[RECORDED INFORMATION]
PR #8636, opened 2025-04-03
Update CLI to create role assignment

MuhammadAliFleet:
---

This PR updates the create_fleet process to create a role assignment for the Fleet RP on the subnet when creating a private fleet.

### Related command
az fleet create -n <FLEET> -l <LOCATION> --enable-hub --enable-private-cluster
az fleet create -n <FLEET> -l <LOCATION> --enable-hub --enable-private-cluster --enable-vnet-integration

### General Guidelines

For new extensions:

### About Extension Publish


yonzhan:

src/fleet/azext_fleet/custom.py
```diff
@@ -109,6 +111,21 @@ def create_fleet(cmd,
...
 
+    if enable_private_cluster:
+        if not add_role_assignment(cmd, 'Network Contributor', FLEET_1P_APP_ID, scope=agent_subnet_id):
+            raise CLIError(
+                "failed to create role assignment for Fleet RP.\nDo you have owner permissions on the vnet?\n"
+                "Is the Microsoft.Containerservice namespace registered?\n"
+                "Please try registering Fleet namespace before retrying: az provider register --namespace 'Microsoft.Containerservice'"  # pylint: disable=line-too-long
+            )
+    if enable_vnet_integration:
+        if not add_role_assignment(cmd, 'Network Contributor', FLEET_1P_APP_ID, scope=apiserver_subnet_id):
```
MuhammadAliFleet, line 122: FLEET_1P_APP_ID automatically gets resolved to object ID when creating role assignment

https://github.com/Azure/azure-cli/blob/dev/src/azure-cli/azure/cli/command_modules/acs/_graph.py#L30C5-L31C100

src/fleet/azext_fleet/custom.py
```diff
@@ -109,6 +111,21 @@ def create_fleet(cmd,
         identity=managed_service_identity
     )
 
+    if enable_private_cluster:
+        if not add_role_assignment(cmd, 'Network Contributor', FLEET_1P_APP_ID, scope=agent_subnet_id):
+            raise CLIError(
+                "failed to create role assignment for Fleet RP.\nDo you have owner permissions on the vnet?\n"
+                "Is the Microsoft.Containerservice namespace registered?\n"
+                "Please try registering Fleet namespace before retrying: az provider register --namespace 'Microsoft.Containerservice'"  # pylint: disable=line-too-long
```
jim-minter, line 119:
```suggestion
                "Is the Microsoft.Containerservice namespace registered?\n"
                "Please try registering Fleet namespace before retrying: az provider register --namespace 'Microsoft.Containerservice'"  # pylint: disable=line-too-long
```

1. Case on Microsoft.ContainerService (capital S)
2. Consistently call it the Microsoft.ContainerService namespace, not the Fleet namespace
3. This error message doesn't feel super friendly - if we think this is in any way a likely case, we should check and register ourselves if necessary.

jim-minter: 4. Please indicate the vnet in question to the user?

src/fleet/azext_fleet/custom.py
```diff
@@ -109,6 +111,21 @@ def create_fleet(cmd,
...
+            )
+    if enable_vnet_integration:
```
jim-minter, line 121: Please use a separate function if possible to avoid duplication.

src/fleet/azext_fleet/custom.py
```diff
@@ -109,6 +111,21 @@ def create_fleet(cmd,
         identity=managed_service_identity
     )
 
+    if enable_private_cluster:
+        if not add_role_assignment(cmd, 'Network Contributor', FLEET_1P_APP_ID, scope=agent_subnet_id):
```
jim-minter, line 115: Have you tested to see what happens if a role assignment already exists but with a different uuid?

src/fleet/azext_fleet/custom.py
jim-minter: For #3, I would be fine with removing the comments about namespace registration for now if you think that's appropriate.

src/fleet/setup.py
```diff
@@ -16,7 +16,7 @@
 
 # TODO: Confirm this is the right version number you want and it matches your
 # HISTORY.rst entry.
-VERSION = '1.4.0'
+VERSION = '1.4.1'
```
frantran, line 19: see https://github.com/Azure/azure-cli-extensions/pull/8636#discussion_r2029225465

src/fleet/azext_fleet/custom.py
MuhammadAliFleet: The add_role_assignment function returns `True` and does not create a new role assignment if a role assignment already exists but with a different uuid.

We have a new uuid everytime we call [add_role_assignment](https://github.com/Azure/azure-cli/blob/dev/src/azure-cli/azure/cli/command_modules/acs/_roleassignments.py#L85C1-L86C1) function, and the check ensures if the resource already exists, we return `True`

src/fleet/azext_fleet/custom.py
MuhammadAliFleet: Azure automatically registers the namespace when creating a resource, but since we are adding a step before the creation of fleet resource, If an end user is looking to create fleet for the first time ever that happens to be private fleet, this would fail the role assignment step since the Microsoft.ContainerService is not registered and the SP is not provisioned in the customers tenant.

Should we register namespace ourselves?

MuhammadAliFleet: Separated provider registration handling from role assignment.

src/fleet/azext_fleet/_helpers.py
```diff
@@ -148,3 +152,15 @@ def _load_kubernetes_configuration(filename):
         raise
     except (yaml.parser.ParserError, UnicodeDecodeError) as ex:
         raise CLIError(f'Error parsing {filename} ({str(ex)})') from ex
+
+
+def validate_subnet(cmd, subnet_id):
```
jim-minter, line 157: consider putting this in _validators.py ?

src/fleet/azext_fleet/custom.py
```diff
@@ -109,6 +109,9 @@ def create_fleet(cmd,
         identity=managed_service_identity
     )
 
+    if enable_private_cluster or enable_vnet_integration:
```
jim-minter, line 112: does `enable_vnet_integration` imply `enable_private_cluster` already?

src/fleet/azext_fleet/_helpers.py
jim-minter: maybe add a comment about why we check the provider -- it's to catch the obvious other case that would cause the SP not to exist and `add_role_assignment` to hence fail

jim-minter (approved):
LGTM

kairu-ms (approved):

MuhammadAliFleet:
@microsoft-github-policy-service agree

PR #8686, opened 2025-04-24
fix(cssc): 31250186 remove the explicit 'required=False' under _params.py

cegraybl:
- for update command, for parameter --config
- for list command, for parameter --run-status


yonzhan:

PR #8713, opened 2025-05-02
networkfabric cli - changes from swagger update for run-ro command - fix for bug in command output

idanielsteven:
Due to a mismatch of the underlying API and the swagger specification - the "networkfabric device run-ro" (RunReadOnlyCommand) would not generate any output after successful completion. To fix this, the swagger was updated to match what the API was sending, this allowed the CLI to being outputting the expected results.

---

### Related command

- networkfabric device run-ro


yonzhan:

kairu-ms (approved):

PR #9139, opened 2025-09-08
[Azure Container Apps] Support session pool health probe

ShichaoQiu:
---

### General Guidelines

For new extensions:

### About Extension Publish


yonzhan:

bowen5 (approved):

src/containerapp/azext_containerapp/_params.py
```diff
@@ -469,6 +469,7 @@ def load_arguments(self, _):
         c.argument('startup_command', nargs='*', options_list=['--command'], help="A list of supported commands on the container that will executed during startup. Space-separated values e.g. \"/bin/queue\" \"mycommand\". Empty string to clear existing values")
         c.argument('args', nargs='*', help="A list of container startup command argument(s). Space-separated values e.g. \"-c\" \"mycommand\". Empty string to clear existing values")
         c.argument('target_port', type=int, validator=validate_target_port_range, help="The session port used for ingress traffic.")
+        c.argument('probe_yaml', type=file_type, help='Path to a .yaml file with the configuration of the container probes.', is_preview=True)
```
bowen5: Shall we mention here that probe is only supported in custom container.

Also, if customer provide a probe setting here for interpreter pool, will our CP return error or just ignore the config? From e2e perspective we'd better to fail somewhere (either CLI or CP, CP would be better) instead of silently ignored.

bowen5 (approved):

src/containerapp/azext_containerapp/_params.py
ShichaoQiu: for issue 1, Add `Only applicable for Custom Container Session Pool` in help info
for issue 2, 
- Add parameter validation in CLI side, for example:
image

- I also check if we pass the value into CP, CP will return 400, for example
image

src/containerapp/HISTORY.rst
```diff
@@ -6,7 +6,7 @@ upcoming
 ++++++
 * 'az containerapp update/up': Disallow changing `--revisions-mode` to Labels.
 * 'az containerapp session code-interpreter': Fix `--path` in examples
-* 'az containerapp sessionpool create/update': Support `--lifecycle-type` and `--max-alive-period`
+* 'az containerapp sessionpool create/update': Support `--lifecycle-type`, `--max-alive-period` and `--probe-yaml`
```
Greedygre: They are two separate PR, the History description should separate too.

ShichaoQiu: Thanks a lot, fixed

src/containerapp/azext_containerapp/containerapp_sessionpool_decorator.py
```diff
@@ -475,6 +511,10 @@ def validate_arguments(self):
                 current_lifecycle_type.lower() != LifecycleType.Timed.name.lower():
             raise ValidationError(f"--cooldown-period is not supported for the current --lifecycle-type '{current_lifecycle_type}'.")
 
+        # Validate container related arguments
+        if safe_get(self.existing_pool_def, "properties", "containerType").lower() != ContainerType.CustomContainer.name.lower():
+            self.check_container_related_arguments()
```
Greedygre, line 516: @ShichaoQiu 
What is the original behavior if the containerType != `CustomContainer` but input container_related_args?
With this change it will throw error `ValidationError(f"'{arg_name}' can not be set when container type is not 'CustomContainer'.")`.
Will it cause breaking change?

src/containerapp/azext_containerapp/tests/latest/test_containerapp_sessionpool.py
```diff
@@ -486,3 +486,146 @@ def test_containerapp_sessionpool_oncontainerexit(self, resource_group, subnet_i
...
+                JMESPathCheck('properties.customContainerTemplate.containers[0].probes[0].httpGet.httpHeaders[0].name', "Custom-Header"),
+                JMESPathCheck('properties.customContainerTemplate.containers[0].probes[0].httpGet.httpHeaders[0].value', "liveness probe"),
+                JMESPathCheck('properties.customContainerTemplate.containers[0].probes[0].initialDelaySeconds', 7),
+                JMESPathCheck('properties.customContainerTemplate.containers[0].probes[0].periodSeconds', 3),
+            ])
+
+        health_probe_yaml_text = """
+                                probes:
+                                """
+        write_test_file(health_probe_file_name, health_probe_yaml_text)
```
Greedygre, line 617: Please clean the test file at the end with `clean_up_test_file`

ShichaoQiu: fixed

src/containerapp/azext_containerapp/containerapp_sessionpool_decorator.py
ShichaoQiu: Good question. The original behavior is that the CLI command will break, for example,
image

New behavior is as below:
image

I think it is not a breaking change, it is a fix? Do you have any suggestion?

src/containerapp/azext_containerapp/custom.py
```diff
@@ -3116,7 +3116,8 @@ def create_session_pool(cmd,
                         registry_user=None,
                         mi_user_assigned=None,
                         registry_identity=None,
-                        mi_system_assigned=False):
+                        mi_system_assigned=False,
+                        probe_yaml=None):
```
Juliehzl, line 3120: Add example for update command

Juliehzl (approved):

src/containerapp/azext_containerapp/custom.py
ShichaoQiu: Good catch, have added the example for update command

PR #9140, opened 2025-09-08
[Azure Container Apps] Support stop session for custom container session pool

ShichaoQiu:
---

### General Guidelines

For new extensions:

### About Extension Publish


yonzhan:

src/containerapp/HISTORY.rst
```diff
@@ -8,6 +8,7 @@ upcoming
 * 'az containerapp session code-interpreter': Fix `--path` in examples
 * 'az containerapp sessionpool create/update': Support `--lifecycle-type` and `--max-alive-period`
 * 'az containerapp env premium-ingress': Deprecate `--min-replicas` and `--max-replicas` parameters, use workload profile scale instead.
+* 'az containerapp session custom-container': Support stop-session for custom container sessions
```
bowen5: whether modeling this as `az containerapp session stop-session` (apply to both Interpreter and CustomContainer) could be a feasible option? I'm thinking that later we might also have stop/delete session for code interpreter (https://learn.microsoft.com/en-us/rest/api/data-plane/containerapps/session-management/delete?view=rest-data-plane-containerapps-2025-02-02-preview&tabs=HTTP), and also list session related commands.

Or sth like `az containerapp session management stop-session`? How would you suggest

ShichaoQiu: I think `az containerapp session stop` will be better, have updated the logic

src/containerapp/azext_containerapp/_clients.py
```diff
@@ -1513,6 +1513,23 @@ def extract_path_from_filename(path, filename):
             return path.rstrip("/") + "/" + path_in_filename.lstrip('/'), filename
 
 
+class SessionCustomContainerPreviewClient():
+    # pylint: disable=too-few-public-methods
+    api_version = PREVIEW_API_VERSION
```
yitaopan: Session api version may not exactly following control plane api version releases, do you think we need to add a dedicated property for this so that in the future when updating this PREVIEW_API_VERSION won't break this function?

But In this case I guess we need to update this api version regularly by ourselves

yitaopan (approved):

src/containerapp/azext_containerapp/_clients.py
```diff
@@ -1513,6 +1513,23 @@ def extract_path_from_filename(path, filename):
...
+
+    @classmethod
+    def stop_session(cls, cmd, identifier, session_pool_endpoint):
+        url_fmt = "{}/.management/stopSession?identifier={}&api-version={}"
+        request_url = url_fmt.format(
+            session_pool_endpoint,
+            identifier,
+            cls.session_dp_api_version)
+
+        r = send_raw_request(cmd.cli_ctx, "POST", request_url, resource=SESSION_RESOURCE)
```
bowen5, line 1528: can we get the pool from cp first and check whether it is a custom container pool, and fail on client side when pool type is not custom container. Otherwise I suppose it would return 404 for python pool, which is not good experience.

src/containerapp/azext_containerapp/_clients.py
ShichaoQiu: good catch, have added a sperate api version for session data plane.

src/containerapp/azext_containerapp/_clients.py
ShichaoQiu: good catch, have added the validation logic in CLI side, the experience is as below:
image

src/containerapp/azext_containerapp/_clients.py
```diff
@@ -1513,6 +1513,23 @@ def extract_path_from_filename(path, filename):
             return path.rstrip("/") + "/" + path_in_filename.lstrip('/'), filename
 
 
+class SessionCustomContainerPreviewClient():
+    # pylint: disable=too-few-public-methods
+    session_dp_api_version = "2025-02-02-preview"  # may be different from ACA CP
```
Juliehzl, line 1518: is it possible that the api version will be used by other clients?

src/containerapp/azext_containerapp/_clients.py
```diff
@@ -1513,6 +1513,23 @@ def extract_path_from_filename(path, filename):
...
+
+    @classmethod
+    def stop_session(cls, cmd, identifier, session_pool_endpoint):
```
Juliehzl, line 1521: is it a long running opreation?

src/containerapp/azext_containerapp/_clients.py
Greedygre, line 1518: Currently other client is using:
```
PREVIEW_API_VERSION = "2025-02-02-preview"
```

Do you want the api-version for SessionCustomContainerPreviewClient controlled by itself and should not be impacted by api-version upgrade?

ShichaoQiu: yeah, we want the api-version for SessionCustomContainerPreviewClient controlled by itself and should not be impacted by api-version upgrade

ShichaoQiu: no, it is only used by session custom container data plane.

src/containerapp/azext_containerapp/_clients.py
ShichaoQiu: No, it is not a long running operation.

Greedygre (approved):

[TRY IT]
Copy each line of the listing above that includes the word "networkfabric".

[EXERCISE OUTPUT]
networkfabric cli - changes from swagger update for run-ro command - fix for bug in command output
Due to a mismatch of the underlying API and the swagger specification - the "networkfabric device run-ro" (RunReadOnlyCommand) would not generate any output after successful completion. To fix this, the swagger was updated to match what the API was sending, this allowed the CLI to being outputting the expected results.
- networkfabric device run-ro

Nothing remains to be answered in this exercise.